■ Activity ■
Whenever a line in the listing contains "MyRouterLink", copy that line.
*** Records supplied ***
PR #449, opened 2021-02-16
box/layout/text components to typescript

alexasselin008:


packages/react-components/src/shared/src/component-types.ts
```diff
@@ -0,0 +1,28 @@
+import { ElementType, ForwardedRef, PropsWithChildren, ReactNode } from "react";
```
alexasselin008, line 1: Is the file name alright? 

The plan is to have this file be refered by all the components to import redundant types

packages/react-components/src/shared/src/component-types.ts
```diff
@@ -0,0 +1,28 @@
...
+
+export interface ForwardedRefAttribute<T = any> {
```
alexasselin008, line 3: Generics types won't be used, or they will only be used with the default value. However, adding them to the types describe the type better than 

```
export interface ForwardedRefAttribute {
    /**
     * @ignore
     */
    forwardedRef: ForwardedRef<any>
}
```

packages/react-components/src/shared/src/component-types.ts
```diff
@@ -0,0 +1,28 @@
...
+    * An HTML element type or a custom React element type to render as.
+    */
+    as?: As;
+}
+
+export interface ChildrenAttribute {
+    children?: ReactNode;
+}
+
+export type AsAttributeWithChildren<As extends ElementType = ElementType> = PropsWithChildren<AsAttribute<As>>;
```
alexasselin008, line 21: I ran small analysis on the code base. Those might not be 100% accurate, but they are close enough i think

86 components total (search on `.displayName = ` in .jsx files)
75 of them have the as property
52 of them as children property
45 have both children and as property
12 have slots

With those stats 

I could make a BaseAttributes interface with only forwarded ref
I could make a BaseWithChildrenAttributes interface with forwarded ref and children
I could make a BaseWithAsAndChildrenAttributes interface with forwarded ref, children and as

Components with as but no children would be Base + AsAttributes, no shared interface to group them
Components with children but no as would be Base + ChildrenAttributes, no shared interface to group them

SlotAttribute would be extended for the 15 components using slots, in addition to one of the 3 base types

alexasselin008: I need to find appropriate names for those interface if you have any ideas.

alexasselin008: Also, the Box components would then be 
```
export interface StrictBoxProps extends BaseWithAsAndChildrenAttributes, SlotAttribute
```

packages/react-components/src/box/src/Box.tsx
```diff
@@ -0,0 +1,37 @@
+import { AsAttributeWithChildren, ForwardedRefAttribute, SlotAttribute, omitProps } from "../../shared";
+import { ReactElement, forwardRef } from "react";
+
+export interface StrictBoxProps extends AsAttributeWithChildren, SlotAttribute, ForwardedRefAttribute {
+}
+
+export interface BoxProps extends StrictBoxProps {
```
alexasselin008, line 7: Pattern taken from Semantic-UI. 

- React-spectrum : doesn't have as property
- Chakra : doesn't need because they specifiy the as property type explicitly. Smart, but requires more code than we would like to make it work
- React-bootstrap : extends React.HTMLAttributes, which in my opinion is misleading since we allow custom components, and that component might not expect those properties. I think i'd rather have an untyped property bag than misleading props

packages/react-components/src/shared/src/index.ts
```diff
@@ -48,3 +48,6 @@ export * from "./useRefState";
 export * from "./slots";
 export * from "./checkable";
 export * from "./styles";
+
+// Types
+export type { SlotAttribute, ChildrenAttribute, AsAttribute, ForwardedRefAttribute } from "./component-types";
```
alexasselin008, line 53: This is a little bit irritating, but since there is no `export type * from ...`, i tried `export * from ...` but it causes an error. I assume it's because `export * from` a file that contains nothing (after the babel transpilation) isn't working properly

packages/react-components/src/box/src/Box.tsx
```diff
@@ -0,0 +1,46 @@
...
+        <Wrapper
+            {...rest}
+            ref={forwardedRef}
+        >
+            {children}
+        </Wrapper>
+    );
+}
+
+export const Box = forwardRef<any, PropsWithoutForwardedRef<BoxProps>>((props, ref) => (
```
alexasselin008, line 41: required in order to not autocomplete the "forwardedRef" property in the Box component

packages/react-components/src/layout/src/Flex.tsx
```diff
@@ -154,13 +121,13 @@ export function InnerFlex({
...
-}) {
+}: FlexProps): ReactElement {
     const isGapSupported = useIsGapSupported(noGap);
 
     // Normalize values until Chrome support `start` & `end`, https://developer.mozilla.org/en-US/docs/Web/CSS/align-items.
-    alignContent = alignContent && alignContent.replace("start", "flex-start").replace("end", "flex-end");
-    alignItems = alignItems && alignItems.replace("start", "flex-start").replace("end", "flex-end");
-    justifyContent = justifyContent && justifyContent.replace("start", "flex-start").replace("end", "flex-end");
+    const normalizedAlignContent = alignContent && alignContent.replace("start", "flex-start").replace("end", "flex-end");
+    const normalizedAlignItems = alignItems && alignItems.replace("start", "flex-start").replace("end", "flex-end");
```
alexasselin008, line 129: We do this in order to not mutate the component's props

packages/react-components/src/layout/src/Flex.tsx
```diff
@@ -1,102 +1,69 @@
...
-        "stretch",
-        "baseline",
-        "first baseline",
-        "last baseline",
-        "safe center",
-        "unsafe center"
-    ]),
+    justifyContent?: "start" | "end" | "center" | "left" | "right" | "space-between" | "space-around" | "space-evenly" | "stretch" | "baseline" | "first baseline" | "last baseline" | "safe center" | "unsafe center"
+    /**
+     * TODO: document this property
```
alexasselin008, line 35: This props was not documented. Do we leave TODO here and come back at the end of the conversion?

BobbyWhiskey:
Doc de Text avant:
image

Apres:
image

alexasselin008:
Box before : 
before
Box After : 
after

packages/react-components/src/box/src/Box.tsx
```diff
@@ -0,0 +1,48 @@
...
+     * React children
+    */
+    children?: ReactNode;
+    /**
+    * @ignore
+    */
+    forwardedRef: ForwardedRef<any>
+}
+
+export type BoxProps = InnerPropsToProps<InnerBoxProps>;
```
alexasselin008, line 23: InnerBoxProps is used by the inner component and the storybook documentation generation. It contains a forwardedRef, but no ref attributes.

BoxProps is the resulting props interface for the box component. It contains a ref attribute, and no forwardedRef

packages/react-components/src/layout/src/Inline.tsx
```diff
@@ -52,29 +57,29 @@ export function InnerInline({
     wrap,
     forwardedRef,
     ...rest
-}) {
+}: InnerInlineProps): ReactElement {
     const alignProps = useFlexAlignment("horizontal", align, verticalAlign);
 
+    const extraFlexProps: Partial<FlexProps> = {
```
alexasselin008, line 63: we can't type inline elements, so we extract it and type it before the render function

alexasselin008: The alternative for the inline is 

```
{
    gap: gap !== 0 ? gap : undefined,
    wrap: !isNil(wrap) ? "wrap" : undefined,
    ref: forwardedRef
} as Partial<FlexProps>
``` 

However, since it's a type casting and not a typing, there is no validation that the value passed are actually valid

packages/react-components/src/box/src/Box.tsx
```diff
@@ -0,0 +1,48 @@
...
+
+export function InnerBox(props: InnerBoxProps): ReactElement {
+    const {
+        as: Wrapper = "div",
+        children,
+        forwardedRef,
+        ...rest
+    } = omitProps(props, ["slot"]);
+
```
alexasselin008, line 32: this code looks weird. We accept slot as a property, however we never use it. 

Why do we accept it as a props then? Should i remove it from the interface?

packages/react-components/src/text/src/Text.tsx
```diff
@@ -61,9 +61,9 @@ export function InnerText(props: TextProps): ReactElement {
     );
 }
 
-export const Text = forwardRef<any, PropsWithoutForwardedRef<TextProps>>((props, ref) => (
+export const Text = slot("text", forwardRef<any, PropsWithoutForwardedRef<TextProps>>((props, ref) => (
```
patricklafrance: Is there a way to simplify all this? Not a big fan of `PropsWithoutForwardedRef` and `InnerPropsToProps`.

Would it be possible to do something like:

```
export interface TextProps {
    /**
     * A text can vary in size.
     */
    size?: "2xs" | "xs" | "sm" | "md" | "lg" | "xl" | "2xl" | "3xl" | "4xl" | "5xl" | "inherit";
    /**
     * An HTML element type or a custom React element type to render as.
     */
    as?: ElementType;
    /**
     * [Slot](?path=/docs/getting-started-slots--page) to render into.
     */
    slot?: string;
    /**
     * React children
     */
    children?: ReactNode;
}

export interface InnerTextProps extends TextProps {
    /**
    * @ignore
    */
    forwardedRef: ForwardedRef<any>;
}

.....

export function InnerText(props: InnerTextProps): ReactElement {
}

.....

export const Text = slot("text", forwardRef<any, TextProps>((props, ref) => (
    <InnerText {...props} forwardedRef={ref} />
)));
```

Could even be:

```
export interface InnerTextProps {
    /**
     * A text can vary in size.
     */
    size?: "2xs" | "xs" | "sm" | "md" | "lg" | "xl" | "2xl" | "3xl" | "4xl" | "5xl" | "inherit";
    /**
     * An HTML element type or a custom React element type to render as.
     */
    as?: ElementType;
    /**
     * [Slot](?path=/docs/getting-started-slots--page) to render into.
     */
    slot?: string;
    /**
     * React children
     */
    children?: ReactNode;
    /**
    * @ignore
    */
    forwardedRef: ForwardedRef<any>;
}

....

export const Text = slot("text", forwardRef<any, Omit<InnerTextProps, "forwardedRef">((props, ref) => (
    <InnerText {...props} forwardedRef={ref} />
)));
```

alexasselin008: There has been a couple iteration, but what i found the most effective is this : 

```
export interface InnerTextProps {
    /**
     * A text can vary in size.
     */
    size?: "2xs" | "xs" | "sm" | "md" | "lg" | "xl" | "2xl" | "3xl" | "4xl" | "5xl" | "inherit";
    /**
     * An HTML element type or a custom React element type to render as.
     */
    as?: ElementType;
    /**
     * [Slot](?path=/docs/getting-started-slots--page) to render into.
     */
    slot?: string;
    /**
     * React children
     */
    children?: ReactNode;
    /**
    * @ignore
    */
    forwardedRef: ForwardedRef<any>;
}

export type TextProps = InnerPropsToProps<InnerTextProps>;



export function InnerText(props: InnerTextProps): ReactElement {
ééé
}


export const Text = slot("text", forwardRef<any, TextProps>((props, ref) => (
    <InnerText {...props} forwardedRef={ref} />
)));
```
The issue with the 2nd option you proposed, is that if you need the BoxProps somewhere else in the code, you can't access it since you never named it. 

for instance : 

```

        <Flex
            {...mergeProps<Partial<FlexProps>[]>(
                rest,
                alignProps,
                {
                    gap: gap !== 0 ? gap : undefined,
                    wrap: !isNil(wrap) ? "wrap" : undefined,
                    ref: forwardedRef
                }
            )}
        >
            {children}
        </Flex>
```

i need the FlexProps here, and i need it to have the "ref" property.

packages/react-components/src/layout/src/Flex.tsx
patricklafrance: ??

packages/react-components/src/box/src/Box.tsx
patricklafrance: As I wrote in another PR I would prefer if we could somehow do this without any custom code, only native TS. It's too abstract for me.

packages/react-components/src/box/src/Box.tsx
patricklafrance: This `slot` prop is basically the only reason the Box component exist.

We remove it to ensure it's not rendered on the DOM element but it's pickedup by parent Component who support dynamic slots with (useSlots).

packages/react-components/src/layout/src/Flex.tsx
patricklafrance: sure leave it there.

packages/react-components/src/layout/src/Stack.tsx
```diff
@@ -52,12 +57,12 @@ export function InnerStack({
...
     forwardedRef,
     ...rest
-}) {
+}: InnerStackProps): ReactElement {
     const alignProps = useFlexAlignment("vertical", align, verticalAlign);
 
     return (
         <Flex
-            {...mergeProps(
+            {...mergeProps<Partial<FlexProps>[]>(
```
patricklafrance, line 65: Do you really have to specify a type to mergeProps? Things will get ugly real quick if we must do this everywhere.

packages/react-components/src/text/src/Text.tsx
```diff
@@ -1,36 +1,39 @@
...
-    size: oneOf(["xs", "sm", "md", "lg", "xl", "2xl", "3xl", "4xl", "5xl", "inherit"]),
+    size?: "2xs" | "xs" | "sm" | "md" | "lg" | "xl" | "2xl" | "3xl" | "4xl" | "5xl" | "inherit";
     /**
      * An HTML element type or a custom React element type to render as.
      */
-    as: oneOfType([string, elementType]),
+    as?: ElementType;
     /**
-     * Default slot override.
+     * [Slot](?path=/docs/getting-started-slots--page) to render into.
```
patricklafrance, line 21: This is not what is it, please rever to the original comment

packages/react-components/src/text/src/Text.tsx
```diff
@@ -1,36 +1,39 @@
...
      */
-    slot: string,
+    slot?: string;
     /**
-     * @ignore
+     * React children
```
patricklafrance, line 25: We only document children when it's required, otherwise it  shouldn't be in the docs.

packages/react-components/src/layout/src/adapters.ts
```diff
@@ -0,0 +1,26 @@
+type Orientation = "horizontal" | "vertical";
+type Direction = "row" | "column"
+type Alignment = "start" | "end" | "center";
+
+const DIRECTION: Record<Orientation, Direction> = {
```
patricklafrance, line 5: Seems like a good time to rename DIRECTION to Direction

packages/react-components/src/layout/src/Stack.tsx
```diff
@@ -1,48 +1,53 @@
...
      * An HTML element type or a custom React element type to render as.
      */
-    as: oneOfType([string, elementType]),
+    as?: ElementType;
     /**
      * React children.
      */
-    children: any.isRequired
-};
+    children?: ReactNode
```
patricklafrance, line 43: It's was required and now it's not

packages/react-components/src/layout/src/Inline.tsx
```diff
@@ -1,48 +1,53 @@
...
+    */
+    as?: ElementType;
     /**
-     * React children.
-     */
-    children: any.isRequired
-};
+     * React children
+    */
+    children?: ReactNode;
```
patricklafrance, line 43: It was required and now it's not

packages/react-components/src/layout/src/Flex.tsx
```diff
@@ -1,102 +1,71 @@
...
      */
-    as: oneOfType([string, elementType]),
+    as?: ElementType;
     /**
-     * @ignore
+     * React children
      */
-    children: any.isRequired
-};
+    children?: ReactNode;
```
patricklafrance, line 61: It was required and now it's not

packages/react-components/src/box/src/Box.tsx
```diff
@@ -0,0 +1,48 @@
...
+    */
+    as?: ElementType;
+    /**
+     * [Slot](?path=/docs/getting-started-slots--page) to render into.
+     */
+    slot?: string;
+    /**
+     * React children
+    */
+    children?: ReactNode;
```
patricklafrance, line 16: Don't need. We don't add every native React props only those that are required.

patricklafrance (changes requested):
View comments

packages/react-components/src/box/src/Box.tsx
alexasselin008: I'll remove it from the interface, and tweak the omitProps method the not only expect keyof props, but also any string.

packages/react-components/src/text/src/Text.tsx
patricklafrance: Sorry you are right it's better.

packages/react-components/src/layout/src/Flex.tsx
```diff
@@ -194,8 +158,8 @@ export function InnerFlex({
     );
 }
 
-InnerFlex.propTypes = propTypes;
-
-export const Flex = forwardRef((props, ref) => (
+export const Flex = forwardOrbitRef<InnerFlexProps>((props, ref) => (
```
alexasselin008, line 161: Le component à pas besoin de displayName comme les autres?

packages/react-components/src/box/src/Box.tsx
```diff
@@ -0,0 +1,46 @@
...
+        >
+            {children}
+        </Wrapper>
+    );
+}
+export const Box = forwardRef<InnerBoxProps>((props, ref) => (
+    <InnerBox {...props} forwardedRef={ref} />
+));
+
+export type BoxProps = ComponentProps<typeof Box>
```
alexasselin008, line 44: I feel like this might be the only line in component codes you might dislike. 

The idea here is that some component might require accès to a component props, either to extend them or to type an object that will be passed as props.

There is two choice available, either we export the props like this all the time, or if someone needs the box component's properties, he uses `ComponentProps<typeof Box>` every time.

I'd rather export the type by default everywhere

packages/react-components/src/box/src/Box.tsx
```diff
@@ -0,0 +1,46 @@
...
+            {...rest}
+            ref={forwardedRef}
+        >
+            {children}
+        </Wrapper>
+    );
+}
+export const Box = forwardRef<InnerBoxProps>((props, ref) => (
+    <InnerBox {...props} forwardedRef={ref} />
+));
```
alexasselin008, line 42: Using the forwardRef from Orbit, we get code that is really similar to regular react. 

Here are some exemple with the types generated

 **Generic use case : We don't specify a type**

```
export const Box = forwardRef<InnerBoxProps>((props, ref) => (
    <InnerBox {...props} forwardedRef={ref} />
));


export type BoxProps = ComponentProps<typeof Box>;

type OnClick = BoxProps["onClick"]; // (event: MouseEvent<Element, MouseEvent>) => void
type UnknownProperty = BoxProps["aaaa"]; // any, we allow extra properties, but we don't type them
type Slot = BoxProps["slot"]; //  string
type Ref = BoxProps["ref"]; //  ((instance: InnerBoxProps<Element>) => void) | RefObject<InnerBoxProps<Element>>

```
So we see that when we don't specifiy a type as the 2nd generic parameter in forward Ref, we extends every html properties, using with an Element type.


**Specific properties**
```
export const BoxAsInput = forwardRef<InnerBoxProps, "input">((props, ref) => {
    return <InnerBox {...props} forwardedRef={ref} />;
});

export type BoxProps = ComponentProps<typeof BoxInput>;

type OnClick = BoxProps["onClick"]; // (event: MouseEvent<HTMLInputElement, MouseEvent>) => void
type UnknownProperty = BoxProps["aaaa"]; // any, we allow extra properties, but we don't type them
type Slot = BoxProps["slot"]; //  string
type Ref = BoxProps["ref"]; //  ((instance: HTMLInputElement) => void) | RefObject<HTMLInputElement>
type OnChange = BoxProps["onChange"]; // (event: ChangeEvent<HTMLInputElement>) => void

```

**Custom Components**

```

const MyRouterLink = React.forwardRef<HTMLLinkElement, { allo: boolean }>((props, ref) => {
    return <>{props.allo}</>;
});

export const Box = forwardRef<InnerBoxProps, typeof MyRouterLink>((props, ref) => (
    <InnerBox {...props} forwardedRef={ref} />
));
export type BoxProps = ComponentProps<typeof Box >;

type OnClick = BoxProps["onClick"]; //any -> since we provided a component, we don't add all html props
type UnknownProperty = BoxProps["aaaa"]; // any, we allow extra properties, but we don't type them
type Slot = BoxProps["slot"]; //  string
type Ref = BoxProps["ref"]; // ((instance: HTMLLinkElement) => void) | RefObject<HTMLLinkElement>
type CustomProps = BoxProps["allo"]; //  boolean
```

packages/react-components/src/layout/src/Flex.tsx
```diff
@@ -1,102 +1,70 @@
...
      */
-    wrapChildren: bool,
+    wrapChildren?: boolean;
     /**
      * An HTML element type or a custom React element type to render as.
      */
-    as: oneOfType([string, elementType]),
+    as?: ElementType;
     /**
-     * @ignore
```
alexasselin008, line 96: I would document children properties when they are required, what do you think?

packages/react-components/src/layout/src/Flex.tsx
```diff
@@ -179,9 +142,10 @@ export function InnerFlex({
...
                         flexDirection: direction && `${direction}${reverse ? "-reverse" : ""}`,
-                        alignContent: alignContent,
-                        alignItems: alignItems,
-                        justifyContent: justifyContent,
+                        // Normalize values until Chrome support `start` & `end`, https://developer.mozilla.org/en-US/docs/Web/CSS/align-items.
+                        alignContent: alignContent && alignContent.replace("start", "flex-start").replace("end", "flex-end"),
+                        alignItems: alignItems && alignItems.replace("start", "flex-start").replace("end", "flex-end"),
+                        justifyContent: justifyContent && justifyContent.replace("start", "flex-start").replace("end", "flex-end"),
                         flexWrap: !isNil(wrap) ? "wrap" : undefined,
                         "--o-ui-gap": gap && (isString(gap) ? gap : `var(${Spacing[(gap) - 1]})`)
```
alexasselin008, line 150: At the moment, there is an error on this line. 
```
Type '{ flexDirection: Property.FlexDirection; alignContent: string; alignItems: string; justifyContent: string; flexWrap: "wrap"; "--o-ui-gap": string; }' is not assignable to type 'CSSProperties'.
  Object literal may only specify known properties, and '"--o-ui-gap"' does not exist in type 'CSSProperties'.ts(2322)
```

This is due to the fact that --o-ui-gap is a custom property. After some research, there is multiple ways to handle this scenario : 

**Allow custom property for this object only :** 
Using type assertion, you can allow this property on this object. The downside is that we have to do this synthax everytime we have one of these scenarios : 
```
    ["--o-ui-gap" as any]: gap && (isString(gap) ? gap : `var(${Spacing[(gap) - 1]})`)
```
Source : https://github.com/frenic/csstype#what-should-i-do-when-i-get-type-errors 

**The second option is Augment the CSSProperties to allow this property**
Using [module augmentation](https://www.typescriptlang.org/docs/handbook/declaration-merging.html#merging-interfaces), we can allow this property everywhere

This is painful to write, but we ensure type validation

So at the root of Flex.tsx, we add the following lines : 
```
declare module 'csstype' {
  interface Properties {
    // Add a CSS Custom Property
    '--o-ui-gap'?:  any; // or the right typing.
  }
}
```
Source : https://github.com/frenic/csstype#what-should-i-do-when-i-get-type-errors

**The last solution, wich might be the one we want.** 
We use module augmentation to allow any extra properties.

somewhere in the code, we add this : 
```
declare module 'csstype' {
  interface Properties {
     // ...or allow any other property
    [index: string]: any;
  }
}
```
Allowing any extra parameters to be passed. The cons are that we don't type those properties, but we don't have to add extra synthax in the components

packages/react-components/src/layout/src/Flex.tsx
```diff
@@ -141,7 +109,7 @@ function useIsGapSupported(noGap) {
 }
 
 export function InnerFlex({
-    direction,
+    direction = "row",
```
alexasselin008, line 112: I added a default value, instead of doing the || "row" where we needed it. It also fixes an issue i had with the flexdirection property

packages/react-components/src/box/src/Box.tsx
```diff
@@ -0,0 +1,46 @@
...
+    */
+    as?: ElementType;
+    /**
+     * [Slot](?path=/docs/getting-started-slots--page) to render into.
+     */
+    slot?: string;
+    /**
+     * React children
+    */
+    children?: ReactNode;
```
patricklafrance, line 16: Add @ignore since as discussed we only want to document required children for now.

packages/react-components/src/layout/src/Flex.tsx
```diff
@@ -1,102 +1,70 @@
...
-        "space-around",
-        "space-evenly",
-        "stretch",
-        "baseline",
-        "first baseline",
-        "last baseline",
-        "safe center",
-        "unsafe center"
-    ]),
+    alignContent?: "start" | "end" | "center" | "space-between" | "space-around" | "space-evenly" | "stretch" | "baseline" | "first baseline" | "last baseline" | "safe center" | "unsafe center";
```
patricklafrance, line 25: Please split on multiple lines if possible

packages/react-components/src/layout/src/Flex.tsx
```diff
@@ -1,102 +1,70 @@
...
-        "stretch",
-        "self-start",
-        "self-end",
-        "baseline",
-        "first baseline",
-        "last baseline",
-        "safe center",
-        "unsafe center"
-    ]),
+    alignItems?: "start" | "end" | "center" | "stretch" | "self-start" | "self-end" | "baseline" | "first baseline" | "last baseline" | "safe center" | "unsafe center";
```
patricklafrance, line 29: Same

packages/react-components/src/layout/src/Flex.tsx
```diff
@@ -1,102 +1,70 @@
...
-        "space-around",
-        "space-evenly",
-        "stretch",
-        "baseline",
-        "first baseline",
-        "last baseline",
-        "safe center",
-        "unsafe center"
-    ]),
+    justifyContent?: "start" | "end" | "center" | "left" | "right" | "space-between" | "space-around" | "space-evenly" | "stretch" | "baseline" | "first baseline" | "last baseline" | "safe center" | "unsafe center"
```
patricklafrance, line 33: Same

packages/react-components/src/layout/src/Flex.tsx
```diff
@@ -1,102 +1,70 @@
...
     /**
      * Whether to wrap children in a `div` element.
      */
-    wrapChildren: bool,
+    wrapChildren?: boolean;
     /**
      * An HTML element type or a custom React element type to render as.
      */
-    as: oneOfType([string, elementType]),
+    as?: ElementType;
```
patricklafrance, line 57: can't be a "string" anymore? like "div"

packages/react-components/src/layout/src/Flex.tsx
patricklafrance: Of course!

packages/react-components/src/layout/src/Flex.tsx
patricklafrance: I am not sure but I might haven't set a default value on purpose to because when it's not provided I might have wanted to have undefined here:

`flexDirection: direction && `${direction}${reverse ? "-reverse" : ""}`,`

patricklafrance: There were some tricky cases with this code.

packages/react-components/src/layout/src/Inline.tsx
```diff
@@ -1,48 +1,51 @@
...
      */
-    fluid: bool,
+    fluid?: boolean;
     /**
-     * An HTML element type or a custom React element type to render as.
-     */
-    as: oneOfType([string, elementType]),
+    * An HTML element type or a custom React element type to render as.
+    */
+    as?: ElementType;
```
patricklafrance, line 39: No string?

packages/react-components/src/box/src/Box.tsx
```diff
@@ -0,0 +1,46 @@
+import { ComponentProps, ElementType, ForwardedRef, ReactElement, ReactNode } from "react";
+import { forwardRef, omitProps } from "../../shared";
+
+export interface InnerBoxProps {
```
patricklafrance, line 4: I thought all our props interface were supposed to inherit HtmlElement or something more specific like HTMLLinkElement for special cases?

packages/react-components/src/box/src/Box.tsx
patricklafrance: So the following would also work with full typing available? (giving we do exposed BoxProps as you suggested)

```
export const ParagraphBox = forwardRef<BoxProps, "p">((props, ref) => (
    <Box {...props} ref={ref} />
));
```

The best way to do this would be the following but both syntax would be supported right?

```
<Box as="p">Blabla</Box>
```

patricklafrance:
Pretty sure we discussed about introducing an `OrbitComponent` interface? Even is it wouldn't work in the docs for now.

packages/react-components/src/text/src/Text.tsx
```diff
@@ -1,36 +1,37 @@
...
 
-////////
-
-const propTypes = {
+export interface InnerTextProps {
     /**
      * A text can vary in size.
      */
-    size: oneOf(["xs", "sm", "md", "lg", "xl", "2xl", "3xl", "4xl", "5xl", "inherit"]),
+    size?: "2xs" | "xs" | "sm" | "md" | "lg" | "xl" | "2xl" | "3xl" | "4xl" | "5xl" | "inherit";
```
patricklafrance, line 15: "2xs" have been added here, it's not supported by a Text component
***
■ Response to the task ■
const MyRouterLink = React.forwardRef<HTMLLinkElement, { allo: boolean }>((props, ref) => {
export const Box = forwardRef<InnerBoxProps, typeof MyRouterLink>((props, ref) => (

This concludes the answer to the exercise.